I have a huge numpy array with shape (50000000, 3) and I'm using:

x = array[np.where((array[:,0] == value) | (array[:,1] == value))]

to get the part of the array that I want. But this way seems to be quite slow. Is there a more efficient way of performing the same task with numpy?

CodePudding user response：

np.where is highly optimized and I doubt someone can write a faster code than the one implemented in the last Numpy version (disclaimer: I was one who optimized it). That being said, the main issue here is not much np.where but the conditional which create a temporary boolean array. This is unfortunately the way to do that in Numpy and there is not much to do as long as you use only Numpy with the same input layout.

One reason explaining why it is not very efficient is that the input data layout is inefficient. Indeed, assuming array is contiguously stored in memory using the default row major ordering, array[:,0] == value will read 1 item every 3 item of the array in memory. Due to the way CPU cache works (ie. cache lines, prefetching, etc.), 2/3 of the memory bandwidth is wasted. In fact, the output boolean array also need to be written and filling a newly-created array is a bit slow due to page faults. Note that array[:,1] == value will certainly reload data from RAM due to the size of the input (that cannot fit in most CPU caches). The RAM is slow and it is getter slower compared to the computational speed of the CPU and caches. This problem, called "memory wall", has been observed few decades ago and it is not expected to be fixed any time soon. Also note that the logical-or will also create a new array read/written from/to RAM. A better data layout is a (3, 50000000) transposed array contiguous in memory (note that np.transpose does not produce a contiguous array).

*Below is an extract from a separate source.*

Issue #458, opened 2017-07-19
Deadlock with TreeCache and reconnection


nekto0n:
Hi there!
First of all, thank you for such a great recipe as `TreeCache`. We recently tried to use it, but started experiencing ussies upon reconnection with large trees. After reconnecting every request fails with ConnectionLoss error. I managed to capture a stacktrace:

Another reason explaining the performance issue is that Numpy tends not to be optimized to operate on very small axis.

One main solution is to create the input in a transposed way if possible. Another solution is to write a Numba or Cython code. Here is an implementation of the non transposed input:

# Compilation for the most frequent types. 
# Please pick the right ones so to speed up the compilation time. 
@nb.njit(['(uint8[:,::1],uint8)', '(int32[:,::1],int32)', '(int64[:,::1],int64)', '(float64[:,::1],float64)'], parallel=True)
def select(array, value):
    n = array.shape[0]
    mask = np.empty(n, dtype=np.bool_)
    for i in nb.prange(n):
        mask[i] = array[i, 0] == value or array[i, 1] == value
    return mask

x = array[select(array, value)]

Note that I used a parallel implementation since the or operator is sub-optimal with Numba (the only solution seems to use a native code or Cython) and also because the RAM cannot be fully saturated with one thread on some platforms like computing servers. Also note that it can be faster to use array[np.where(select(array, value))[0]] regarding the result of select. Indeed, if the result is random or very small, then np.where can be faster since it has special optimizations for theses cases that a boolean indexing does not perform. Note that np.where is not particularly optimized in the context of a Numba function since Numba use its own implementation of Numpy functions and they are sometimes not as much optimized for large arrays. A faster implementation consists in creating x in parallel but this is not trivial to do with Numba since the number of output item is not known ahead of time and that threads must know where to write data, not to mention Numpy is already fairly fast to do that in sequential as long as the output is predictable.